**Records for the task**.
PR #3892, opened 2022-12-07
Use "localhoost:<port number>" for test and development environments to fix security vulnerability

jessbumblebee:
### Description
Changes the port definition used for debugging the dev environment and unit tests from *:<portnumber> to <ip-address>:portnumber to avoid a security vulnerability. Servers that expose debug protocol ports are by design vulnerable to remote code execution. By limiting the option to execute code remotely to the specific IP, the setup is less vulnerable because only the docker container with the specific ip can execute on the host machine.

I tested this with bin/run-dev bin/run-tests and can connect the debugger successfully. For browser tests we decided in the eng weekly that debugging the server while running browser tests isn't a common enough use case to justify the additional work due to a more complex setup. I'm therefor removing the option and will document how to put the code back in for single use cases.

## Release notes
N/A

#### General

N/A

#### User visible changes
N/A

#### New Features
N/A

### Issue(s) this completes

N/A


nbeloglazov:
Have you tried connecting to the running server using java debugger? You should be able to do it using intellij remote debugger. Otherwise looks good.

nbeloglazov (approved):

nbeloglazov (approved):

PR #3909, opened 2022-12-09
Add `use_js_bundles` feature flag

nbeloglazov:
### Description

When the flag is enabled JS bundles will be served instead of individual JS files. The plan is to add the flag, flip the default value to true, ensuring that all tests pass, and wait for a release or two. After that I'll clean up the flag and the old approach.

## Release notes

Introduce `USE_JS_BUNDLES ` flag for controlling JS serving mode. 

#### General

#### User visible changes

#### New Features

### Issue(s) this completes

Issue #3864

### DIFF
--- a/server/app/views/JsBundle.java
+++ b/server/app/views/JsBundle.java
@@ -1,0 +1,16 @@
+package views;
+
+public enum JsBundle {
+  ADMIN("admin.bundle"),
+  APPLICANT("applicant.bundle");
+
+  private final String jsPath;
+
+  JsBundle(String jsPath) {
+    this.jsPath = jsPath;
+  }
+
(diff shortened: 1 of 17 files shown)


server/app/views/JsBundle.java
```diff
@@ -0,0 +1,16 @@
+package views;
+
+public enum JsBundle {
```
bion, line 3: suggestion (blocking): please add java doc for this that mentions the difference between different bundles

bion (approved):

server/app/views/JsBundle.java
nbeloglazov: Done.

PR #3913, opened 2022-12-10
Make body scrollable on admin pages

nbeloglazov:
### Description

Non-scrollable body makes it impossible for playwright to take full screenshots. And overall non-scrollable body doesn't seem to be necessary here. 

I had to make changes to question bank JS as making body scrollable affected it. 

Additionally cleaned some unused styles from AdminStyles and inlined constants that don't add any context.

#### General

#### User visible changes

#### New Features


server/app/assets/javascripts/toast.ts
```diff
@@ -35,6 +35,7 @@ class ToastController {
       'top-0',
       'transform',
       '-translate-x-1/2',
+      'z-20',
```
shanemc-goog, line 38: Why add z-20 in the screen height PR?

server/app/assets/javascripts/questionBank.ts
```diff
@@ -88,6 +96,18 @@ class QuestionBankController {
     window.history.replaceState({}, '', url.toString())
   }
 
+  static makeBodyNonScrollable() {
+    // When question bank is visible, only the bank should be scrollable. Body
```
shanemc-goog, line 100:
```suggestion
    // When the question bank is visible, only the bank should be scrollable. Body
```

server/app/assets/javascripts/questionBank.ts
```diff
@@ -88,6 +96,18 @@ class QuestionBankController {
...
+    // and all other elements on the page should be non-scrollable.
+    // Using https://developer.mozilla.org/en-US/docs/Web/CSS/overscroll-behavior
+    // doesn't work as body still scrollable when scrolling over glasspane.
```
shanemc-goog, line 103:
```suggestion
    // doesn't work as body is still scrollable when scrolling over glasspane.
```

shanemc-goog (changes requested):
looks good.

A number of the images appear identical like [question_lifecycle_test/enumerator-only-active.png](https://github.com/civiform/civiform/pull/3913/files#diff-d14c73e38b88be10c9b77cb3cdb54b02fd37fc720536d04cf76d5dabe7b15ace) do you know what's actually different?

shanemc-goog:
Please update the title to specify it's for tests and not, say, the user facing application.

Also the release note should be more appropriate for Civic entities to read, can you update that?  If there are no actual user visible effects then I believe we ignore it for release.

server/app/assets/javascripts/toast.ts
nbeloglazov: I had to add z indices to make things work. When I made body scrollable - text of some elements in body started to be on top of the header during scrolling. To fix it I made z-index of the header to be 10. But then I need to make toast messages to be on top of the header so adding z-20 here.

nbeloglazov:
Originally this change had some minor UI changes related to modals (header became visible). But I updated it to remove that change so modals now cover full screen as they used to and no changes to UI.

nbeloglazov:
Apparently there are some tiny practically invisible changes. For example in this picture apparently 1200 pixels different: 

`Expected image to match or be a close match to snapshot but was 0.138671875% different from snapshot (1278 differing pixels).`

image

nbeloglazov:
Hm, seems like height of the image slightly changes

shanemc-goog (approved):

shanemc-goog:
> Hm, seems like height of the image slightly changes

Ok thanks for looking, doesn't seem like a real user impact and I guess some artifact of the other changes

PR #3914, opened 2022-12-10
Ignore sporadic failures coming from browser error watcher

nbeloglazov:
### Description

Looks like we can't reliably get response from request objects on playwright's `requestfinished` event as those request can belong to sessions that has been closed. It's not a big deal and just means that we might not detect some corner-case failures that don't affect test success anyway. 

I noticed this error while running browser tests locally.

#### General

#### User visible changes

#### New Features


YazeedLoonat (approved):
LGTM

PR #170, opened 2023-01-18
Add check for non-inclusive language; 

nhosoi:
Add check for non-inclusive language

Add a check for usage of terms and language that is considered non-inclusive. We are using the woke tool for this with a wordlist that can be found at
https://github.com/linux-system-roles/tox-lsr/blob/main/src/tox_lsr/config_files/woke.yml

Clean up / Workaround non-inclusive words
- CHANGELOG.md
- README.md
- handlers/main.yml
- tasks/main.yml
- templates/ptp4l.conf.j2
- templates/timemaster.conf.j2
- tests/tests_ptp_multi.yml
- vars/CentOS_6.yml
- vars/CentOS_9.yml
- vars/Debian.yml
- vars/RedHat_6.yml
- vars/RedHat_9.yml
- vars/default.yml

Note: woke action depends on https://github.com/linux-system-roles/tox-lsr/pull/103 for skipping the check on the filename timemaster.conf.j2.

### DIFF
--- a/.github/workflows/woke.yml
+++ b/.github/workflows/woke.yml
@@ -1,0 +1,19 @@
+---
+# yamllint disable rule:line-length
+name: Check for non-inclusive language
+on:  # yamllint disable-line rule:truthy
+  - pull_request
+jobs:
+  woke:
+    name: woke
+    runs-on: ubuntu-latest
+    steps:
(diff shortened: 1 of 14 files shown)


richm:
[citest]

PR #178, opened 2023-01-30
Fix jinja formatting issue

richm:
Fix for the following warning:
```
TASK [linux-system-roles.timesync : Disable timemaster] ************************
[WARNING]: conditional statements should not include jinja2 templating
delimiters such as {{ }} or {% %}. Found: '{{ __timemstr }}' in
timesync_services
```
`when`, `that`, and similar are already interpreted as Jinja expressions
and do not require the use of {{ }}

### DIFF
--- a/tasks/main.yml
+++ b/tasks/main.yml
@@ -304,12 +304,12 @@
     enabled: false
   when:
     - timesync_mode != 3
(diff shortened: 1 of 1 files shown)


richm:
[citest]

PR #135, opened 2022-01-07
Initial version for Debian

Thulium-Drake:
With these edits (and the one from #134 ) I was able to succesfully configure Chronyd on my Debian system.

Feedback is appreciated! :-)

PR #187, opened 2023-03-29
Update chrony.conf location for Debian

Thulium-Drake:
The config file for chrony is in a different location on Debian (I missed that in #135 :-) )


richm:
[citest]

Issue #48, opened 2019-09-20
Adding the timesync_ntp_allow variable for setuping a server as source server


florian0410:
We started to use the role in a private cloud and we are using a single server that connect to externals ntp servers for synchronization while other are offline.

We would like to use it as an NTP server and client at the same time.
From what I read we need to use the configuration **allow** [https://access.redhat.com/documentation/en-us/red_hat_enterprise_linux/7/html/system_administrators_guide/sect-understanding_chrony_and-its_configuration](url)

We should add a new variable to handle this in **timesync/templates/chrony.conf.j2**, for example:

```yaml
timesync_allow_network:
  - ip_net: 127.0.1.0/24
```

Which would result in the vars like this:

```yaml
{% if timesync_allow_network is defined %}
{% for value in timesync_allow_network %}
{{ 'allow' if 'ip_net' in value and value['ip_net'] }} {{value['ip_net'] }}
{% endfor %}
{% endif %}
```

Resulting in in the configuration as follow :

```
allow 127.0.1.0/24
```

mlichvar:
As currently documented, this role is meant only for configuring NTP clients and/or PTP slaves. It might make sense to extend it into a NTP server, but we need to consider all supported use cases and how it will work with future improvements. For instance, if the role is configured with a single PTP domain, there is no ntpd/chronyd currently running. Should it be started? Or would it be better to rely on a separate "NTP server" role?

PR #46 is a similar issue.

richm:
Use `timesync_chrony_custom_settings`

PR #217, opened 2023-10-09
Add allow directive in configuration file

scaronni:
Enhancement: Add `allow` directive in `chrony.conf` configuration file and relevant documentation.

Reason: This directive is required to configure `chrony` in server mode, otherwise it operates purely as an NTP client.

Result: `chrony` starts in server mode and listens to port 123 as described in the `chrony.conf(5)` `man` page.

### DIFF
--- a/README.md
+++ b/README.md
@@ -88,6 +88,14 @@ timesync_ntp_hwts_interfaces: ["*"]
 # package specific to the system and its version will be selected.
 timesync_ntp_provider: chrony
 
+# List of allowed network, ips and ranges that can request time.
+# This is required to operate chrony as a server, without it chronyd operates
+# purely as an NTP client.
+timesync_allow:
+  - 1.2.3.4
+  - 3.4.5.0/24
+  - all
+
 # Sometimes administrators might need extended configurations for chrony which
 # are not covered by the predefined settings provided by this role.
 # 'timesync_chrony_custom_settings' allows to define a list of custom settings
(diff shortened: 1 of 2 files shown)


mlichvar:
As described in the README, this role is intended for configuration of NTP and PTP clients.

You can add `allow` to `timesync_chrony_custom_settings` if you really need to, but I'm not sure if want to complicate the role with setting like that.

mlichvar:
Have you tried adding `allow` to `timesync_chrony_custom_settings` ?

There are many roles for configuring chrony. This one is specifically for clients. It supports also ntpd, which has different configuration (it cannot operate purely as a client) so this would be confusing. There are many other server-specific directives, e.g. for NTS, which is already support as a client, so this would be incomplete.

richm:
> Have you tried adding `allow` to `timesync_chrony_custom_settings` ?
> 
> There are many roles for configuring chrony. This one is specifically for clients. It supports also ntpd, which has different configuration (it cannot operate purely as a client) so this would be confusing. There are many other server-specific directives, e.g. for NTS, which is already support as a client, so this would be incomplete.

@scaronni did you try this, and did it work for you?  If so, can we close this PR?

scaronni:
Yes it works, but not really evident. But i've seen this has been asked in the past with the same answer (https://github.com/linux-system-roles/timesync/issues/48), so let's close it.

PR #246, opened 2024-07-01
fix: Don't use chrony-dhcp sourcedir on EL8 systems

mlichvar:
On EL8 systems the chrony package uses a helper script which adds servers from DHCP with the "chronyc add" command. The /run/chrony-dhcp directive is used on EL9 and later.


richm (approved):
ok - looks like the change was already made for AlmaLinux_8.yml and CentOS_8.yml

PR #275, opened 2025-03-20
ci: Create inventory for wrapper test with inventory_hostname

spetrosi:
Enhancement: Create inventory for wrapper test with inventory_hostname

**Task details**. Return each line in the records that holds the string "remote".

**Result below**.
Changes the port definition used for debugging the dev environment and unit tests from *:<portnumber> to <ip-address>:portnumber to avoid a security vulnerability. Servers that expose debug protocol ports are by design vulnerable to remote code execution. By limiting the option to execute code remotely to the specific IP, the setup is less vulnerable because only the docker container with the specific ip can execute on the host machine.
Have you tried connecting to the running server using java debugger? You should be able to do it using intellij remote debugger. Otherwise looks good.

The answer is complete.